Diverse germplasm collections are developed and maintained at the NCRPIS, an element of the National Plant Germplasm System (NPGS). The NCRPIS has been partially funded by Regional (now Multi-State) Project NC-7 since 1947. The function of a germplasm collection is analogous to that of a library; researchers 'borrow' its resources to develop solutions for dietary and nutritional needs, biotic and abiotic production issues, phytoremediation and rehabilitation of disturbed environments, and to provide genetic diversity used for a wide array of basic plant research objectives. Researchers return repeatedly to the 'library' as a source of allelic diversity. Shared research results increase the overall value of the library holdings for subsequent investigators who build upon previous discovery and invention. The NCRPIS was the first Regional Plant Introduction Station in the U.S., and has served as a major component of the network of 26 NPGS sites for the last 58 years. The NCRPIS provides plant genetic resources, associated information, and a wide variety of technical and leadership services devoted to substantially improving agricultural technology in the U.S. and abroad. In 2003, it was designated by the USDA-ARS as a mission-critical site.

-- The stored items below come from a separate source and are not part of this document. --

PR #721, opened 2021-06-10
Credentials parameter

anpaz:
Based on the guideline we received from the Azure SDK, automatically using `DefaultCredential` is not the recommended approach, instead the user should create their own credentials and pass it the API, as such we changed the `Workspace` interface to make `credential` a required parameter.
To accommodate for this change, the Q# executables will now accept a new `credential` parameter, that takes an enumeration of possible credential classes to use to authenticate; this gives the user a lot more control and help us mitigates any problems the user might find with a specific credential type.
We also change it to create a custom TokenCredential so we can consume the AAD token if received as parameter. This mostly to keep it consistent with the current `az cli` usage.


vxfield (changes requested):
As discussed, we should at least allow the user to specify the TenantId.

vxfield (approved):
Looks good to me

Since 1954, the NCRPIS has coordinated a cooperative network involving the NCR's State Agricultural Experiment Stations, the USDA Natural Resources Conservation Service, and public gardens and arboreta to conduct long-term evaluations of promising new trees and shrubs. This network collects and summarizes performance data that shed light on plant-environment interactions and provide practical advice to landscape professionals. The NCR is an especially challenging region for the cultivation of trees and shrubs, with its climatic extremes, grassland soils, and increasing urbanization. New biotic stresses caused by the rise of new pests and diseases, such as Emerald Ash Borer, Asian Longhorned Beetle, and more virulent strains of Dutch Elm Disease, present special challenges that can only be addressed by ensuring the ongoing availability of a diverse array of well-adapted landscape plants. The challenges posed to U.S. agricultural productivity, the nature of the demand to meet these challenges, and issues involved have been well-summarized (34); pests and plant diseases are estimated to cause losses of $20-33 billion annually, and recent trends increase risks due to new or changing pests and their geographic distributions. The role of safeguarding the world's crop diversity collections should belong to governments, international organizations, and the private sector acting in partnership for the public good.

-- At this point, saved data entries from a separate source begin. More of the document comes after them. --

Issue #618, opened 2021-04-08
Move CSharpGeneration to the qsharp-compiler repo


swernli:
CSharpGeneration is a bit exceptional in this repo as the only project that doesn't use the QDK but takes a dependency on a specific compiler package version. If this version is not kept in sync with the rest of the repo it can cause strange test failures when the rewrite step is loaded even compilation appeared to succeed. This rewrite step probably better fits in the qsharp-compiler repo along with other compiler rewrite steps.

swernli:
This suggestion has been discussed for various reasons, one of which stemmed from #530. 
@bettinaheim FYI

PR #722, opened 2021-06-10
Remove CSharpGeneration package

swernli:
This change removes the CSharpGeneration package in favor of having it built from within compiler (see https://github.com/microsoft/qsharp-compiler/pull/1054). This is part of fixing #618. This change is not expected to build properly until the PR to qsharp-compiler is completed.

Also of note, this removes the old Microsoft.Quantum.Development.Kit which is no longer used and all of the issues in the readme there with custom .NET SDKs have been resolved.


src/Simulation/AutoSubstitution.Integration.Tests/Tests.Microsoft.Quantum.AutoSubstitution.Integration.csproj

Because of the diversity of environments and needs in the NCR, and the diversity of research interests and expertise available, it is only logical and fitting that a multi-disciplinary effort utilizing the talents of all interested researchers be rigorously applied to develop and test potential solutions to these many challenges.

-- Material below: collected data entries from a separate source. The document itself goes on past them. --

PR #724, opened 2021-06-12
Finish remaining decompositions for initial version of experimental simulators.

cgranade:
This PR adds remaining decompositions for experimental simulators, excluding those operations which will not be supported in the initial experimental release.


src/Simulation/Simulators.Tests/OpenSystemsSimulatorTests/TestOperations.qs
```diff
@@ -0,0 +1,197 @@
...
+            ResetAll([left, right]);
+        }
+    }
+
+    internal function Xor(a : Bool, b : Bool) : Bool {
+        return (a or b) and ((not a) or (not b));
+    }
+
+    @Test("Microsoft.Quantum.Experimental.OpenSystemsSimulator")
+    @Test("QuantumSimulator") // validate against full-state simulator.
```
swernli, line 126: This is the only test case that also gets run against the full-state simulator. Besides overall pipeline perf, is there any reason the other tests shouldn't be run against the full-state simulator too?

src/Simulation/Simulators/OpenSystemsSimulator/Decompositions/IntrinsicInterface.qs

The impacts of successful germplasm conservation, management, enhancement and utilization can be measured in the introduction of economically viable new crops and cultivars and new uses for existing crops based on a thorough understanding of their traits and properties, including nutritional, chemical, pharmaceutical, industrial and aesthetic applications. Impact is also made via contributions to our fundamental understanding of the nature and biology of genetic diversity, how it interacts with and is influenced by environment, and the resulting discoveries, inventions and applications which benefit society.